Pagi yang sulit telah dilewati seorang Shandy Maulana. Ia baru saja selesai meeting dan tepat waktu makan siang. Ia melirik jam tangannya, sepertinya cukup buat pulang kerumah terus balik lagi buat meeting. Namun, saat ia membuka pintu, ia mendapati sang istri tersenyum kearahnya dengan tangan yang hendak mengetuk pintu.

"Tara, aku bawain makan siang,"

"Apa itu?"

"Rendang daging sama nasi,"

"Daging apa?"

"Daging sapi lah, ga disuruh masuk ini?"

"Hehehe, lupa, silahkan masuk tuan putri,"

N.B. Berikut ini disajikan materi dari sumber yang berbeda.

PR #11463, opened 2026-05-26
qa(diagnostic): drop-path step timing × 30-shard flake hunt — DO NOT MERGE

etiennedi:
QA diagnostic for weaviate/0-weaviate-issues#249 Q1. Per Etienne:

> We are already fixing the blocking in `compactOnce` etc in parallel, but we first need to proof that this is where we're actually hanging. I'm not fully convinced yet because this should never take 3min, so there might be other places that block. Please annotate everything and re-run.

## Instrumentation

`raft_apply_trace` with `phase=start` AND `phase=end` (was end-only on the now-closed weaviate/weaviate#11457). Apply-start + apply-end + `elapsed_ms` lets us see exactly which apply was the long pole, not just the gap between completions.

`drop_step_timing` at every step inside the lock-held DELETE_CLASS path:

| Layer | Steps |
|---|---|
| `Index.drop` | `drop_shards_parallel_wait`, `stop_cycle_managers`, `fs_remove_or_rename`, `drop_total` |
| `Shard.drop` | per-step timing on every block: vector queue drop, geo queue drop, vector index drop, combined-callback unregister, `s.store.Shutdown`, `os.RemoveAll(pathLSM)`, counter/versioner/property-length tracker drops, `propertyIndices.DropAll`, `os.RemoveAll(s.path())`, `shard_drop_total` |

Mereka pun duduk disofa yang tersedia disana. Dengan telaten Nindy mempersiapkan makan siang suaminya. Ntah ada dorongan dari mana, bibir Shandy terangkat membentuk senyuman. Ia akui kalau wanita di depannya sangatlah cantik, apalagi ketika sedang ngomel.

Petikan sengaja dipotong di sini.